Scale and speed: The role of AI
For all the complexity facing L&D teams today, the panel agreed that AI is poised to solve many of the most persistent challenges, but only if it’s implemented correctly. “AI is a paradigm shift,” said Josh Bersin. “The old paradigm was publishing: build something and get people to consume it. The new paradigm is dynamic content generated by AI.” He described tools like ChatGPT not just as productivity aids, but as learning platforms in their own right. “Most people using it are trying to learn something – understand, explore, improve. That’s the core of learning,” he said. “AI is going to let us take content, context, and expertise and turn it into learning experiences that are tailored, immediate, and scalable.”
Bersin was unequivocal in his view: this is bigger than anything the industry has seen before. “AI is way bigger than e-learning was in the early 2000s,” he said. “It’s going to change the paradigm.” For L&D professionals, that means moving beyond legacy publishing models and rethinking how content is delivered. “If you can build content quickly, you can also iterate quickly,” he noted. “Sometimes speed is more important than quality, because if you wait too long, the problem might have changed.”
Arnaud Blachon echoed this sentiment, arguing that AI will fundamentally change the mechanics of training delivery. “We truly believe we can now achieve hyper-personalised learning paths at scale,” he said. “Everyone learns in a different way, and AI will allow us to tailor training to place, role, and knowledge gaps. It completely changes the game.” In fact, he believes AI will make traditional content creation tools obsolete: “AI will replace authoring tools. It will be connected directly to the knowledge base and deliver the content adapted to each person.”

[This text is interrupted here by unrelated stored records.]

PR #8046, opened 2025-07-15
Tokens cleanup (D-E sets)

Eradev:


forge-gui/res/editions/Dominaria.txt
```diff
@@ -308,6 +308,10 @@ ScryfallCode=DOM
...
 11 g_1_1_saproling @Mike Burns
-11 g_1_1_saproling @Mike Burns
-11 g_1_1_saproling @Mike Burns
+12 g_1_1_saproling @Mike Burns
+13 g_1_1_saproling @Mike Burns
 14 c_0_0_a_construct_total_artifacts @Victor Adame Minguez
+
+[other]
+15 emblem_jaya_ballard @Magali Villeneuve
+16 emblem_teferi-_ero_of_dominaria @Chris Rallis
```
Hanmac: Is this a Typo? Shouldn't it be `_hero`?

forge-gui/res/editions/Double Masters.txt
```diff
@@ -745,10 +745,10 @@ ScryfallCode=2XM
 4 w_2_2_cat @Jesper Ejsing
 5 w_1_1_human_soldier @Deruchenko Alexander
 6 w_1_1_soldier @Jakub Kasper
-7 u_2_1_a_phyrexian_myr @Daarken
+7 u_2_1_a_myr @Daarken
```
Hanmac, line 748: @Eradev the problem there is that there is no token script for u_2_1_a_myr anymore because it got updated to the phyrexian one

Eradev: Hmm... Maybe we should keep it as tokens don't get errata'd, even if it is not used anymore at the moment? M3C already has the updated token.

forge-gui/res/editions/Dominaria.txt
Eradev: Fixed.

forge-gui/res/editions/Double Masters.txt
Hanmac: Then old LivingWeapon cards wouldn't find the old token anymore, for example
because then it would look for germ_phyrexian in old set

Eradev: I'll do some testing but it should fallback to searching for that specific token if it isn't in the set.

Eradev: Yeah there is no problem on that front. You can try with Batterskull in NPH. It doesn't have a Germ token and it'll fetch the Phyrexian one without any problems.

Hanmac: > it'll fetch the Phyrexian one without any problems.

but not from the right set, right?

Eradev: Not every set has the right tokens. It should PREFER the current set if it exists, but fallback to an existing one if it doesn't.

forge-gui/res/editions/New Phyrexia.txt
```diff
@@ -191,6 +190,6 @@ TokenFallbackCode=MBS
 
 [tokens]
 1 g_3_3_beast @Dave Allsop
-2 r_1_1_phyrexian_goblin_haste @Jaime Jones
```
Hanmac: The problem with this token is:
`Chancellor of the Forge` creates "Phyrexian Goblin creature token with haste",
but there is no image for Haste Token

Eradev: There is already a phyrexian goblin token. It is a closer match. I'll add it to the sets that has it temporarily until they make one with haste (if ever)

https://scryfall.com/search?as=grid&order=released&q=oracleid%3Ab43340e3-bb76-4501-8db2-040b7cae33b7+include%3Aextras&unique=prints

Eradev: Duplicated in #8049

forge-gui/res/editions/Double Masters.txt
Hanmac: @Eradev how about "duplicate" the TokenScripts for this, so that both are defined like in the other MRs?

Eradev: There is already a Phyrexian Myr token printed in another set.

Hanmac: I still would prefer to keep it consistent with existing tokens

Eradev: I only duplicated them when existing tokens don't exist yet though (as in no printed version exist)? Otherwise I think it is better to have their correct printing to reflect their type and name correctly without having to double check.

Hanmac:
Found the note again I have been looking for 
> Dominaria United series of 26 tokens
> 
> Dominaria United comes with two sets of tokens: a series of 26 bearing either DMU or DMC set codes, and a separate series of 12 tokens with exclusively the DMC set code. We don't know why they did things this way. We've opted to file the entire series of 26 here regardless of set code to avoid archival conflicts.

Eradev:
We should keep them in DMU anyway as there would be conflicts if we try to move them to DMC. They share some numbers. :/

forge-gui/res/editions/Double Masters.txt
Hanmac: @tehdiplomat what do you think? should the old Images be duplicated for the new TokenScripts?
or should they just fallback to newer Token images?

Hanmac:
@Eradev need to rebase/resolve conflict

Hanmac (approved):

PR #8048, opened 2025-07-15
New 16x16 sprites and avatars for planeswalkers &c.

lemtom:
The chibi sprites of the various planeswalkers and several iconic creatures look really nice, but are static and don't really fit the established scale and style. Largely based on existing sprites, I've created 16x16 alternatives (plus matching avatars).

I've based myself on the card art, but I can only do so much in 16x16 pixels.


Simisays:
This looks awesome, a huge improvement to be sure !

The downscale in the enemies.json for these enemies will have to be removed but that can be done later.

lemtom:
Aha, sorry, I was not aware of that. I was already proud I noticed the atlas. 😂

Agetian (approved):

PR #8049, opened 2025-07-15
Tokens cleanup (F-G sets)

Eradev:


forge-gui/res/editions/Guilds of Ravnica Guild Kit.txt
```diff
@@ -137,15 +136,20 @@ TokenFallbackCode=GRN
...
-6 rw_1_1_soldier_haste @David Palumbo
-7 g_3_3_centaur @Slawomir Maniak
+# 5☇ bg_1_1_insect @Ben Wootten
+6 rw_1_1_soldier @David Palumbo
 8 g_1_1_saproling @Brad Rigney
+# 8☇ gw_2_2_elf_knight_vigilance @Tomasz Jedruszek
 9 g_5_5_wurm_trample @Anthony Palumbo
 10 gw_8_8_elemental_vigilance @Yeong-Hao Han
+# 10☇ g_3_3_centaur @Slawomir Maniak
 11 voja @Richard Sardinha
```
Hanmac: The Token for GK1 are wrong on Scryfall, i already wrote them a message, but no response

check the Numbers of the Tokens compared with Scryfall

https://scryfall.com/card/tgk1/4/goblin-soldier has wrong Collector Number, that's GRN 004, not GK1 004

the correct GK1 004 Goblin token is this image:
https://scryfall.com/card/tgk1/3/weird-goblin?back

Eradev: And it's missing GTK7 I believe. That thing is so confusing. XD

EDIT: Nvm. That's the centaur...

Hanmac: i think you should keep the old numbers for now, until i get some answers from scryfall

forge-gui/res/editions/Fallen Empires.txt
```diff
@@ -198,10 +198,3 @@ ScryfallCode=FEM
 100 U Ruins of Trokair @Mark Poole
 101 R Sand Silos @Pat Lewis
 102 U Svyelunite Temple @Mark Poole
-
-[tokens]
-w_1_1_citizen
```
tehdiplomat, line 203: Why are we removing these tokens? They are definitely generated by cards in this set.

Eradev: There are no copies of these tokens in the set. They'll fallback to using an existing one from another set.

tehdiplomat: Thats not exactly true. Scryfall may not have them, but tokens exist.

Eradev: The tokens list is mostly there for download purposes. Nothing stops users from putting using their own tokens in their folder.

Hanmac:
Fallout Set probably needs to be renamed?
its just `Fallout (PIP)` on Scryfall

Hanmac:
Keep

PR #8058, opened 2025-07-15
Cleaning up Innistrad structure

shenshinoman:
Cleaning up the file structure to move all Innistrad maps under the Innistrad folder, as well as some minor logic change to Shandalar Old Border's config.json to make maintenance easier. (By setting all the desired sets to be viewed in allowedEditions, it will only shows those, and we no longer have to restrict every new edition as it comes in.)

For Andy Lancaster, one of the most powerful aspects of AI is its potential to democratise learning. “Often there are roles that are really low in terms of support, like frontline care workers,” he said. “But now they can access an AI bot that augments their practice and gives them just-in-time support.” He also spoke candidly about AI’s role in coaching and wellbeing. “The idea that everyone could have access to a coach through AI, that’s huge,” he said. “It might not be perfect, but it empowers people who’ve never had that kind of support before.” Whether it’s scaling personalisation, accelerating delivery, or improving access, the message from the panel was clear: AI isn’t just another tool in the L&D toolkit, it’s a transformative force, redefining what learning can look like across the organisation.
If L&D wants a seat at the table, it needs to speak the language of business. Time-to-skill offers more than just a metric; it’s a mindset shift that reframes learning as a catalyst for growth, not a cost to justify.